* **ASSIGNMENT**: Where does the word "might" show up in the data? Please find each such line and copy it.

* **TASK MATERIAL**:
▶

PR #84, opened 2015-01-26
[v1] Rename module to o-forms

kaelig:


kaelig:
Note that this PR is merging into the branch `v1` which will serve as a meta-issue for a bigger PR.

PR #88, opened 2015-02-06
[V1] de-extendify

kaelig:
- No more `@extend`
- No more fieldsets: (use `div`s instead, since `fieldset` has cross-browser inconsistencies that are impossible to override)
- Removes `o-ft-forms__section` (which was used to reset `fieldset` elements)
- Renames all classes into `o-forms`
- BEM-ification of classes
- A few base mixins only (to be determined with the membership team)
- README update
- Demos updates (and removes deprecated ones)

### New field class names

```
.o-forms-text
.o-forms-textarea
.o-forms-checkbox
.o-forms-radio
.o-forms-select
```

Grepping the codebase for `o-forms-text` would return lines containing `o-forms-textarea`, is that going to be a problem and if so, should we name `o-forms-text` differently?


demos/checkboxes.html
```diff
@@ -7,55 +7,55 @@
 	<meta http-equiv="X-UA-Compatible" content="IE=Edge" />
 	<title>o-forms: checkboxes demo</title>
 	<meta name="viewport" content="initial-scale=1.0, width=device-width" />
-	<script src="//polyfill.webservices.ft.com/v1/polyfill.min.js"></script>
+	<script src="//polyfill.webservices.ft.com/v1/polyfill.min.js?features=modernizr:borderradius,default"></script>
```
AlbertoElias: I don't think having borderradius there is useful

src/scss/fields.scss
```diff
@@ -1,98 +1,63 @@
-@include oFormsClass(o-forms__field-group) {
+@if not $o-forms-is-silent {
+.o-forms-group {
```
AlbertoElias: If your adding the properties directly to the classes when not in silent mode, how are they used outside of silent mode?

kaelig: For now, not all the properties are available in silent mode.

Considering adding them on a per-class basis as Membership asks for them.

This one is a good candidate though!

AlbertoElias: Only partially supporting silent mode is kind of weird. I'm not very sure that's a good idea. @triblondon What do you think?

kaelig: This is an old PR, and actually this has been mixinified, see #89

AlbertoElias: I chose this class randomly, I think it's still interesting to discuss if partial silent mode support is a good idea for Origami.

Issue #81, opened 2014-12-31
Using o-ft-forms in silent mode


jamesnicholls:
I'm currently trying to use forms in silent mode. I understand silent mode is meant to require a little more work than non-silent mode but I think it's currently too cumbersome. For example, to use all radio button styles, you need to extend the base field placeholder, radio button placeholder, radio button label placeholder, radio button border placeholder and placeholders for the various states a radio button can be in.

It would be nice if you could simply include the features that you need (e.g. text inputs, selects, radio buttons) and receive all relevant styles, while excluding features that you don't (e.g. textareas, affixes).

jamesnicholls:
I would like to see this addressed for milestone 1.0.0 as I assume it would require a breaking change.

kaelig:
Thanks for the feedback, makes total sense. I've assigned it to the 1.0.0 milestone. (another reason for which this module needs a full rewrite!)

kaelig:
We have discussed this and the v1 makes it easier to specify what you want to include with helper mixins.

PR #89, opened 2015-02-06
[V1] Add mixins to reproduce styles in silent mode

kaelig:
This should solve some of the issues raised in #81

/ping @Thurst-ft @jamesnicholls


kaelig:
What do you guys think of this mixin:

```scss
@mixin oFormsCheckboxRadio($selectors: (radio: '.o-forms-radio', checkbox: '.o-forms-checkbox', label: '.o-forms-label')) {
```

I think it should make styling of radio and checkboxes easier in silent mode. If you could try it, it'd be great.

PR #93, opened 2015-02-13
Disabled states - fixes #73

### LINKED ISSUE #73: Disabled fields look a lot like buttons
Fields look like this when disabled:

screenshot 2014-12-04 18 50 42

Should we have a look at making them look more 'disabled' and less emphasized on?

kaelig:
- New disabled states for checkboxes and radio buttons (they deserve it, too)
- Disabled inputs don't look like buttons anymore (Fixes #73)

### Before

screenshot 2014-12-04 18 50 42

### After
screen shot 2015-02-13 at 15 00 50

### Colors
Text: default field background (30%) + default text (70%)
Border: default field background (50%) + default border (50%)
Background: default field background (15%) + default border (85%)

**Q: Why not RGBA (transparent colors)?**
A: because plain colours are compatible with older browsers.

**Q: Why mixing colours instead of creating new use cases?**
A: to avoid having to override lots of use cases in their code if a product wants to change the color scheme

#### Next to a normal field, for contrast:
screen shot 2015-02-13 at 15 00 59
screen shot 2015-02-13 at 15 00 50

#### Checkboxes

Opacity simply set to 40% because it's simpler than changing colours of checked/unchecked states in combination with the disabled state.

screen shot 2015-02-13 at 15 25 11

screen shot 2015-02-13 at 15 24 41

### DIFF
--- a/demos/src/radios.mustache
+++ b/demos/src/radios.mustache
@@ -10,7 +10,7 @@
 	</div>
 </div>
 <div>
-	<div class="o-forms-group o-forms--valid">
+	<div class="o-forms-group">
 		<label class="o-forms-label">Label (disabled)</label>
 		<input type="radio" name="radio2" value="1" class="o-forms-radio" id="radio21" checked="checked" disabled="disabled" />
 		<label for="radio21" class="o-forms-label">Radio 1</label>
--- a/demos/src/radios.mustache
+++ b/demos/src/radios.mustache
@@ -11,12 +11,12 @@
 </div>
 <div>
 	<div class="o-forms-group o-forms--valid">
-		<label class="o-forms-label">Label (valid)</label>
-		<input type="radio" name="radio2" value="1" class="o-forms-radio" id="radio21" checked="checked" />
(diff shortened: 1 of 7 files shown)


demos/src/radios.mustache
```diff
@@ -11,12 +11,12 @@
 </div>
 <div>
 	<div class="o-forms-group o-forms--valid">
-		<label class="o-forms-label">Label (valid)</label>
```
kaelig: Note for review: valid states were exactly the same as… default states. So no need for them

demos/src/radios.mustache
```diff
@@ -11,12 +11,12 @@
 </div>
 <div>
 	<div class="o-forms-group o-forms--valid">
```
AlbertoElias: Is the class o-forms--valid needed?

AlbertoElias:
Looks good

demos/src/radios.mustache
kaelig: Good catch, cheers

PR #95, opened 2015-03-18
Update silent mode variable name

kaelig:


main.scss
```diff
@@ -20,3 +20,7 @@
 @import "src/scss/field-errors";
 @import "src/scss/field-valid";
 @import "src/scss/global-and-section-messages";
+
+// Set silent mode back on again to avoid it being output twice
+$o-forms-is-silent: true;
+$o-ft-forms-is-silent: true;
```
triblondon: This is contra spec: http://origami.ft.com/docs/syntax/scss/#sass-variables.  The reason for the rule was because setting the values of config vars in a module creates potentially unpredictable, load-order-specific behaviour.

kaelig: Oh? How do we make sure modules aren't output more than once?

I've been using this technique in other modules (such as the grid https://github.com/Financial-Times/o-grid/blob/master/main.scss#L55), and the spec doesn't suggest a way to avoid multiple outputs.

triblondon: Origami policy is to use CSS optimiser to remove code duplication after the sass is built. We should stick to that policy until it changes (I don't object to having a discussion about changing the policy, but consistency and compliance trumps experimentation)

kaelig: I completely agree on the principle but unfortunately CSS optimisers don't de-dupe selectors that appear multiple times in the code, in order to preserve the cascade. 

As long as Sass has no "include once" directive, I'm not sure how we can do it another way than overriding the silent mode right after the module was outputted.

triblondon: Sure, so lets have that discussion as a group and if we make a decision, we can write it in the spec and everyone will then know to code that way.  In the meantime, I think we should stick to the spec.

kaelig: Cool with me. The v1 sticks to the spec.

We should probably keep that technique in o-grid for now (and violate to the spec), because it's being required by a lot of different modules and I think we'd see an explosion in file size (38KB each time).


For the record here's the bit in o-grid that prevents it from being output multiple times:

```scss
@if $o-grid-is-silent == false {
	@include oGridSurfaceCurrentLayout;
	@include oGridGenerate;

	// Turn silent mode back on to avoid outputting the grid twice
	$o-grid-is-silent: true;
}
```

AlbertoElias: I'm with @kaelig here, and I think we're using this technique in other modules as well.

PR #116, opened 2016-06-02
Enabling Right hand side checkboxes and option buttons. Link: https:/…

Riyanat:
…/github.com/Financial-Times/o-forms/issues/106


alicebartlett:
Thanks for this, looks good!

PR #123, opened 2016-09-27
Add design guidelines file

onishiweb:
Initial addition of design guidelines file to test new Build Service feature.

This new file will eventually expand to include adding demos in specific places amongst the documentation as well as images etc. once those features get added to the Registry.

### DIFF
--- a/designguidelines.md
+++ b/designguidelines.md
@@ -2,14 +2,20 @@ These components are used as the building blocks for creating all types of forms
 
 ## Form rules:
 
-*Labels* - Always label the form component ie a text input, select box to help the user understand it’s meaning.
-*Order the components logically* - Reflect the natural flow of a conversation. For example would you ask for someones bank details before you asked for their name?
-*Group related information* - For example Personal Details, and Payment Details.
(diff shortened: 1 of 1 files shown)


designguidelines.md
```diff
@@ -0,0 +1,15 @@
+These components are used as the building blocks for creating all types of forms. These forms should be able to be used on all devices ie desktop, mobile and tablet.
+
+## Form rules:
+
+*Labels* - Always label the form component ie a text input, select box to help the user understand it’s meaning.
```
JakeChampion: Is this meant to be a list of items? Github shows it as a paragraph of text. https://github.com/Financial-Times/o-forms/blob/7bf92adcb97af6f11c088b5cbadada3ab64337b7/designguidelines.md

JakeChampion: I think each item needs to be prepended with `- ` in order for Markdown to recognise it as a list.

onishiweb: It's not meant to be a list. Just a series of lines. Maybe I should just add a newline between each

PR #127, opened 2016-11-04
Rename vars to match others

JakeChampion:


JakeChampion:
I was aiming for internal consistency between the variable name and where it was being used, I was struggling to remember snake case for variable names and bem for class names. Happy to revert the variable names back.

onishiweb:
I think it's ok to keep this, it seems to make understanding variables easier in this instance so that's a good thing. But I don't think it should be convention as most components aren't this complicated.

PR #135, opened 2017-01-19
Add form validation 

onishiweb:
Adds the ability to validate forms based on the Constraint Validation API in browsers, applying the appropriate `o-forms` classes when an error has occurred and preventing Safari from submitting a form if errors are present (other browsers do this as standard).

Also updates readme to fit Origami structure.

### DIFF
--- a/src/js/forms.js
+++ b/src/js/forms.js
@@ -13,7 +13,8 @@ class Forms {
 
 		// o-forms should only be registered against a <form>
 		// element. If not, return to prevent errors
-		if (! this.FormEl instanceof HTMLFormElement) {
+		if (!(this.FormEl instanceof HTMLFormElement)) {
+			this.destroy();
 			return;
 		}
 
@@ -26,7 +27,7 @@ class Forms {
 			// Safari reports the validity state, but doesn't
 			// prevent form submits, so this listens to submits and
 			// checks the inputs are valid before submission.
-			this.FormEl.addEventListener('submit', this.checkAllInputs.bind(this), false);
+			this.FormEl.addEventListener('submit', this.validateForm.bind(this), false);
 
 			// All other browsers will report each item invalid on
 			// submit and prevent a form submission.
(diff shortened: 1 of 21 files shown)


onishiweb:
Still todo:

- [ ] Write 1 more test to make coverage 100%
- [ ] Fix linting errors
- [ ] Document

onishiweb:
ok, so this is ready to review! 

We haven't been able to correctly see what's going on with the 1 missing line/branch/statement that is not being hit by the tests, so I'm going to leave it for now and maybe spend a bit more time on it on Monday, but for now... go go go!

src/js/forms.js
```diff
@@ -0,0 +1,127 @@
...
+		this.FormEl = FormEl;
+		this.validFormEls = [
+			HTMLFormElement,
+			HTMLInputElement,
+			HTMLSelectElement,
+			HTMLButtonElement,
+			HTMLTextAreaElement
+		];
+
+		const declaredTestEvent = this.FormEl.getAttribute('data-o-forms-test-event');
```
JakeChampion: What is a test event? Is this used to aid in testing?

src/js/forms.js
```diff
@@ -0,0 +1,127 @@
...
+		if (!rootEl) {
+			rootEl = document.body;
+		}
+		if (!(rootEl instanceof HTMLElement)) {
+			rootEl = document.querySelector(rootEl);
+		}
+		if (rootEl instanceof HTMLElement && /\bo-forms\b/.test(rootEl.getAttribute('data-o-component'))) {
+			return new Forms(rootEl, opts);
+		}
+		return [].map.call(rootEl.querySelectorAll('[data-o-component="o-forms"]'), rootEl => new Forms(rootEl, opts));
```
JakeChampion: `Array.from` can be use here instead of `[].map.call`, I reckon it would aid in readability of the code.
`Array.from` accepts two parameters, first is an iterable (E.G. A NodeList) to turn into an array, and the second parameter is a mapping function to run on every item in the new array.

`Array.from(rootEl.querySelectorAll('[data-o-component="o-forms"]'), rootEl => new Forms(rootEl, opts))`

src/js/forms.js
onishiweb: Test event is the name I've given to the event on which to run the validation checks - explained in the readme, either `blur` or `submit`. It's a terrible name, happy to take suggestions...

src/js/forms.js
onishiweb: Ok sure, I'll add that to here and to the `component-boilerplate` literally the only bit of code that's been copied from anywhere ;)

PR #149, opened 2017-07-03
Use arrow-down instead of arrows-up-down - Fixes #145

### LINKED ISSUE #145: change select box icon
Change the icon in all select boxes to use `arrow-down` instead of `arrows-up-down`

JakeChampion:
Old:
screen shot 2017-07-03 at 17 16 11

New:
screen shot 2017-07-03 at 17 15 47


alicebartlett:
I think the small form element might need a bit more padding..
screen shot 2017-07-04 at 10 08 36
The space should probably visually match the space to the left of the label - not sure if technically it does match, but it looks to me like it doesn't so it should look like it does, regardless of the actual pixels

Issue #143, opened 2017-06-22
No icons for dropdown menus in IE11


JakeChampion:
![bs_win10_ie_11 0](https://user-images.githubusercontent.com/1569131/27430831-000248a6-5742-11e7-9f17-0c3426fc2375.jpg)

alicebartlett:
@ajwl this would be a good one for you to work on for your bootcamp!

PR #153, opened 2017-09-25
Fix bug in ie11 that hid icons in input fields

ajwl:
The down arrow indicating a drop-down menu inside an input field was invisible on IE11, as raised by this issue: https://github.com/Financial-Times/o-forms/issues/143

This fix makes it visible on IE and other browsers so it appears as it should: 
screen shot 2017-09-25 at 16 22 18


ajwl:
👌 thanks

PR #552, opened 2018-03-21
(PA-1909) Add build requirement overrides

McdonaldSeanp:
This commit adds a new feature to the platform object:
platform.override_build_requirement specifies that the requirement given as a
paramter should be overriden and instead use the override when a component
specifies the original requirement.

For example, if a component specifies:

component.build_requires 'gcc'

and the platform specifies

platform.override_build_requirement 'gcc', 'pl-gcc'

the component will prefer the override and specify 'pl-gcc' as the actual
requirement.

This functionality can be ignored in the component by setting
ignore_overrides: true like so:

component.build_requires 'gcc', ignore_overrides: true


ScottGarman:
Having had some discussion context around this already, I'm :+1: on this. The goal here is to enable refactoring agent builds in the future to be able to set whether or not various pl-build-tools packages are used at a high abstraction level, within the platform definition.

stahnma:
I think this is more complicated than using logic in the agent project....

Overrides are more magic than if statements. 

Also, pl-gcc is not the requirement, gcc over a certain version is, which should make pl-gcc the override over system gcc, IMHO. 

What is a world where this method makes sense outside of puppet-agent? It still feels extremely specific to that use case and like we're tucking complexity into vanagon vs in the agent (where we do  have a very tough problem).

McdonaldSeanp:
> Also, pl-gcc is not the requirement, gcc over a certain version is, which should make pl-gcc the override over system gcc, IMHO.

Yeah, what you are describing was the intention. gcc was the requirement and we specified that we were overriding gcc with pl-gcc.

> I think this is more complicated than using logic in the agent project....
> Overrides are more magic than if statements.

It's possible that this idea might make more sense if you use the word provides instead of overrides. In my ideal world what I want is to specify that openssl (and every other component that needs it) needs a gcc to build:

`pkg.build_requires 'gcc'`

and then in the platform configuration for old things I want to specify that we need to use pl-gcc to satisfy any requirements on gcc:

`platform.satisfy_build_requirement_with 'gcc', 'pl-gcc'`

In my opinion that's not really 'magic' it's exactly what we are doing with the 'if' statements, simply moved in to the platform object.

We want to move that information in to the platform objects because 1. it's platform specific information, not component specific and 2. the widespread branching in the components isn't sustainable or scaling well.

◀

* **YOUR RESPONSE**:
I think the small form element might need a bit more padding..
It's possible that this idea might make more sense if you use the word provides instead of overrides. In my ideal world what I want is to specify that openssl (and every other component that needs it) needs a gcc to build:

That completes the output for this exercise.